Issue #187, opened 2021-01-27
Add is_equal to TyTy types


philberty:
Currently to check if types are equal or can be unified we call combine. This is inefficient for many cases like FnTypes we want a strict is_equal check.

We can add this as an abstract method to the TyTy::TyBase, it might be worth renaming this class at the same time as the name bugs me.

RuchiGitHu:
Good Evening,
I want to fix the issue but this is my first step towards contributing in open source project. Please let me know about this issue.
Thanks in advance..

philberty:
Hi @RuchiGitHu thanks for your interest. Please be aware in this project we require contributors to follow the copyright assignment process https://gcc.gnu.org/contribute.html 

There are 2 parts to this issue.

1. Where inside https://github.com/Rust-GCC/gccrs/blob/master/gcc/rust/typecheck/rust-tyty.h we rename and refactor the usage of TyBase I think the name is bad at the moment, maybe call it BaseType. It represents the abstract base class for all potential types within the rust language. Such as ADTType which is the algebraic data type to represent structs for example. The purpose here is a cleanup effort on naming.
2. The next piece is we need to add a new virtual method to this BaseType class in the same file called: virtual bool is_equal(TypeBase&other) const {} For now this can be implemented within the base class like this {  return get_type() == other.get_type(); }

Some more thought is needed once this block of work is in as to where we use this instead of calling combine to unify types.

Hope this helps.

RuchiGitHu:
Thanks @philberty for the information you provided to me. I will try to fix it.

philberty:
Fixed in #238

PR #238, opened 2021-02-16
Cleanup tyty

YizhePKU:
Todos:
- [x] Rename `TyBase` to `BaseType`
- [x] Rename `combine` to `unify`
- [x] Add `is_equal` method to `BaseType`(Issue #187)
- [ ] Replace `unify` calls with `is_equal` calls where appropriate
- [x] ~~Extract BaseRules::combine as a standalone function~~
- [x] Remove `base` field from `BaseRules`
- [x] Documentation

### DIFF
--- a/gcc/rust/backend/rust-compile-context.h
+++ b/gcc/rust/backend/rust-compile-context.h
@@ -53,7 +53,7 @@ public:
 	rust_assert (
 	  tyctx->lookup_type_by_node_id ((*it)->get_node_id (), &ref));
 
-	TyTy::TyBase *lookup;
+	TyTy::BaseType *lookup;
 	rust_assert (tyctx->lookup_type (ref, &lookup));
 
 	auto compiled = TyTyCompile::compile (backend, lookup);
@@ -261,7 +261,7 @@ private:
 class TyTyResolveCompile : public TyTy::TyVisitor
 {
 public:
-  static ::Btype *compile (Context *ctx, TyTy::TyBase *ty)
+  static ::Btype *compile (Context *ctx, TyTy::BaseType *ty)
   {
     TyTyResolveCompile compiler (ctx);
     ty->accept_vis (compiler);
@@ -355,7 +355,7 @@ public:
     std::vector<Backend::Btyped_identifier> fields;
     for (size_t i = 0; i < type.num_fields (); i++)
       {
-	TyTy::TyBase *field = type.get_field (i);
+	TyTy::BaseType *field = type.get_field (i);
 	Btype *compiled_field_ty
 	  = TyTyCompile::compile (ctx->get_backend (), field);
 
--- a/gcc/rust/backend/rust-compile-expr.h
+++ b/gcc/rust/backend/rust-compile-expr.h
@@ -57,7 +57,7 @@ public:
 	return;
       }
 
-    TyTy::TyBase *tyty = nullptr;
+    TyTy::BaseType *tyty = nullptr;
     if (!ctx->get_tyctx ()->lookup_type (expr.get_mappings ().get_hirid (),
 					 &tyty))
       {
@@ -177,7 +177,7 @@ public:
 	      return;
 	    }
 
-	  TyTy::TyBase *tyty = nullptr;
+	  TyTy::BaseType *tyty = nullptr;
 	  if (!ctx->get_tyctx ()->lookup_type (
 		expr.get_mappings ().get_hirid (), &tyty))
 	    {
@@ -203,7 +203,7 @@ public:
 	      return;
 	    }
 
-	  TyTy::TyBase *tyty = nullptr;
+	  TyTy::BaseType *tyty = nullptr;
 	  if (!ctx->get_tyctx ()->lookup_type (
 		expr.get_mappings ().get_hirid (), &tyty))
 	    {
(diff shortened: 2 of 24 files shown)


philberty:
don't worry about the greetings failure I think I might remove it and try something else.

philberty:
Something which might be a future project is to add a can_eq method but it will be a separate piece of work later probably for traits milestone

YizhePKU:
After adding some documentation, `BaseRules::unify` now looks clear enough that I decide to leave it as is. Plus it's an internal function anyway, so no need to put it in the global scope.

YizhePKU:
@philberty What's the original purpose of `is_unit`? [rustc_middle::ty::TyKind](https://doc.rust-lang.org/nightly/nightly-rustc/rustc_middle/ty/enum.TyKind.html) doesn't list the unit type, so rustc probably used a zero-element tuple as the unit type?

philberty:
> @philberty What's the original purpose of `is_unit`? [rustc_middle::ty::TyKind](https://doc.rust-lang.org/nightly/nightly-rustc/rustc_middle/ty/enum.TyKind.html) doesn't list the unit type, so rustc probably used a zero-element tuple as the unit type?

I originally thought it unit type and unit-structs are subtly different but actually we can just get around this by representing them as a unit-struct TyTy so i think the goal should be to get rid of that in a separate PR. We also need to separate FnDef and FnPtr currently everything is an FN typekind which is ok... but i reckon later on it will be best to separate them.

bjorn3:
> so rustc probably used a zero-element tuple as the unit type?

Indeed: https://github.com/rust-lang/rust/blob/f1c47c79fe8438ed241630f885797eebef3a6cab/compiler/rustc_middle/src/ty/sty.rs#L1676-L1681

YizhePKU:
It occurs to me that using double dispatch to implement type inference might be overkill. As it stands, two types can be unified if and only if
1. They're the same kind, and have the same underlying types
2. At least one of the types is an inference variable

philberty:
> It occurs to me that using double dispatch to implement type inference might be overkill. As it stands, two types can be unified if and only if
> 
>     1. They're the same kind, and have the same underlying types
> 
>     2. At least one of the types is an inference variable

I am not convinced this will hold up for all types since we have not implemented them all yet. Currently, I am working on Generics which introduces the Param type which might have some changes here.

As a personal preference I prefer keeping code as explicit as possible for example we have unify code for InferTyype + i32, which means we take others to be i32. Or we have the case of i32 + InferType then that means we take self. This simple case of ordering does not need an algorithm to figure out what's going on we see the 2 types and can make the correct decision for that situation.

Some of what you are talking about could be addressed with a can_eq method which is something we will need for traits.

Also, I don't see where the double dispatch is, the only dispatch for type unification occurs in TyBase::combine where we visit the other type so we don't need to cast (GCC does not allow RTTI in C++), we rely on the method combine in each of the TyTy types so there is no need to dispatch there.

philberty:
If you are implementing the is_equal please be careful where you use this. The main places i can think of using it is in the Fndef type unification.

The other place is in method resolution, but i think that will need a can_eq case because rust adjusts receivers to be able to match the methods self. So if we have:

let a:Foo = Foo{...};

a.method();

but method has a Borrowed self param the compiler should add in the adjustment to take the reference here. At the moment this will fail and needs a can_eq.

YizhePKU:
> As a personal preference I prefer keeping code as explicit as possible

I agree. The current code orgnization is great for accomodating future changes.

> the only dispatch for type unification occurs in TyBase::combine where we visit the other type

Here's how I understand the situation. We need to potentially implement a different unification logic for each pair of types. It's like filling in a 2d table. From this viewpoint, `TyBase::combine` acts as the first dispatch(a row in the table), and `visit` acts as the second dispatch(a column in the table). My original thought was that a full 2d table is not necessary, since every row has at most two columns. But keeping the entire table is certainly more explicit and flexible.

YizhePKU:
There're two ways to address the duplicated `base` field problem:
1. Remove the `base` field from derived rules. The disadvantage is that derived rules need to type-cast every time they access the `base` field. It's conceptually simple but quite verbose.
2. Remove the `base` field from `BaseRules`. The problem is that `BaseRules` cannot access the `base` field directly any more, but we can work around this by introducing a (private) virtual method `get_base` that derived rules implement.

I went for the second approach.

YizhePKU:
@philberty I'm ready to merge. Please take a look.

`is_equal` is implemented, but currently I don't understand the codebase well enough to recognize where it should be used. Maybe later.

About copyright issues: GNU has responded and asked me for some extra info. I should receive the copyright assignment form in a few day, which will cover my "past and future changes" on this project.

philberty:
> @philberty I'm ready to merge. Please take a look.
> 
> `is_equal` is implemented, but currently I don't understand the codebase well enough to recognize where it should be used. Maybe later.
> 
> About copyright issues: GNU has responded and asked me for some extra info. I should receive the copyright assignment form in a few day, which will cover my "past and future changes" on this project.

That's brilliant great work. Thanks for persevering through the TyTy code base, its really helped what you have done here. I want this PR to go in before I raise my PR for the first part of generics which you might like to review when its up probably early next werek.

philberty (approved):
great work lets go for it

YizhePKU:
Thanks for the encouragement. It means a lot to me. I'll do my best:)

PR #242, opened 2021-02-17
Format all files in gcc/rust/ using clang-format and add clang format GitHub Action

humancalico:
Signed-off-by: Akshat Agarwal <humancalico@disroot.org>

### DIFF
--- a/.github/workflows/clang-format.yml
+++ b/.github/workflows/clang-format.yml
@@ -1,0 +1,20 @@
+name: Clang Format Lint
+
+on:
+  pull_request:
+    branches: [ master ]
+
+jobs:
+  build:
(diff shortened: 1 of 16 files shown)


SimplyTheOther (commented):
PR looks fine to me, at least the reformatting of the .h and .cc files. I have no idea about the clang-format action though.

philberty:
> PR looks fine to me, at least the reformatting of the .h and .cc files. I have no idea about the clang-format action though.

@SimplyTheOther the goal is that the checker will fail the build on PRs if the code is not formatted I think it will help make code reviews easier. I think its a good idea but could be annoying if your editor does not automatically clang-format for you.

philberty (approved):

PR #245, opened 2021-02-17
Add debug interface to GCC debug_tree on GENERIC graphs

philberty:
This adds in a debugging interface for the backend IR to help diagnose
issues with the tree.


SimplyTheOther (approved):
PR looks great.

PR #1056, opened 2022-03-23
Fix '#include <algorithm>' [#159]

tschwinge:
... recently introduced in #1044 commit 35ca685200830626e5abd623f65a850649beace2
"macros: Add base functions to check for follow-set ambiguities".

GCC doesn't like that:

    In file included from [...]
    ./mm_malloc.h:42:12: error: attempt to use poisoned "malloc"
         return malloc (__size);
                ^

See commit e7b3f654f2ab0400c95c0517387a9ad645a5c4cd, for example.

### DIFF
--- a/gcc/rust/parse/rust-parse-impl.h
+++ b/gcc/rust/parse/rust-parse-impl.h
@@ -20,9 +20,9 @@ along with GCC; see the file COPYING3.  If not see
 /* DO NOT INCLUDE ANYWHERE - this is automatically included with rust-parse.h
  * This is also the reason why there are no include guards. */
 
+#define INCLUDE_ALGORITHM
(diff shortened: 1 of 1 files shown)


CohenArthur (approved):
Oh, I had no idea. Sorry about that! No warnings on my end or on bors's, or even on the buildbot. I'll keep it in mind!

tschwinge:
No worries.  Actually, I also don't know the reason for this.

I had seen that there's more cleanup to be done in that area.  For example, see in `gcc/rust/rust-system.h`: _These must be included before the #poison declarations in system.h._  These also ought to be handled differently (per GCC standards).  But that's for another day.

---

bors: merge

PR #1066, opened 2022-03-27
Fix warning of uninitialized delim_id variable

CohenArthur:


tschwinge (commented):
Is that really the correct logic; or should this instead simply get a `default:` with `gcc_unreachable ()`?

CohenArthur:
> Is that really the correct logic; or should this instead simply get a `default:` with `gcc_unreachable ()`?

You're right... Thanks!

PR #1069, opened 2022-03-28
Handle macro invocations in type contexts

### LINKED ISSUE #1067: Macro invocations do not get handled properly as types
Thanks to @SanderJSA for figuring this out. I've added a minimum reproducible example

I tried this code:

```rust
macro_rules! int {
    () => { i32 }
}

fn f(input: int!()) -> int!() {
    input + 2
}
```

I expected to see this happen: Compilation succeeds, as macro invocations can be done in type positions

https://doc.rust-lang.org/reference/macros.html

Instead, this happened: gccrs is looping infinitely

### Meta

- What version of Rust GCC were you using: 5a15694ee22

CohenArthur:
Closes #1067 

This highlighted two issues where parsing types is not entirely correct, which I'll raise. The code necessary to handle macro invocations in these two places should already be implemented.

### DIFF
--- a/gcc/rust/ast/rust-ast.h
+++ b/gcc/rust/ast/rust-ast.h
@@ -1800,7 +1800,7 @@ public:
       case IMPL:
 	return "Impl Item: " + impl_item->as_string ();
       case TRAIT_IMPL:
-	return "Trait Impl Item: " + impl_item->as_string ();
+	return "Trait Impl Item: " + trait_impl_item->as_string ();
       case TYPE:
 	return "Type: " + type->as_string ();
       }
--- a/gcc/rust/ast/rust-ast.h
+++ b/gcc/rust/ast/rust-ast.h
@@ -1827,6 +1827,18 @@ private:
   std::vector<SingleASTNode> nodes;
   bool fragment_is_error;
 
+  /**
+   * We need to make a special case for Expression and Type fragments as only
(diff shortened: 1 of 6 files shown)


gcc/rust/ast/rust-ast.h
```diff
@@ -1840,22 +1868,27 @@ class ASTFragment
...
 
   /**
-   * We need to make a special case for Expression fragments as only one
-   * Node will be extracted from the `nodes` vector
+   * We need to make a special case for Expression and Type fragments as only
+   * one Node will be extracted from the `nodes` vector
    */
 
-  bool is_expression_fragment () const
+  bool is_single_fragment (SingleASTNode::NodeType kind) const
```
philberty, line 1875: Not sure i like this interface.

I think it would be better to have a few helpers here:

```c++
bool is_single_fragment() const { return nodes.size() == 1; }

bool is_single_fragment_kind(SingleASTNode::NodeType kind) const { return is_single_fragment() && nodes.at(0).get_kind() == kind; }
```

philberty (approved):

gcc/rust/ast/rust-ast.h
CohenArthur: I think this function should actually be private, but I agree with you. I'll change the interface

┄┄┄┄┄┄

WHAT IS REQUIRED:
Would you copy every line of the entries that includes the word "stands"?

RESULT BELOW:
It occurs to me that using double dispatch to implement type inference might be overkill. As it stands, two types can be unified if and only if
> It occurs to me that using double dispatch to implement type inference might be overkill. As it stands, two types can be unified if and only if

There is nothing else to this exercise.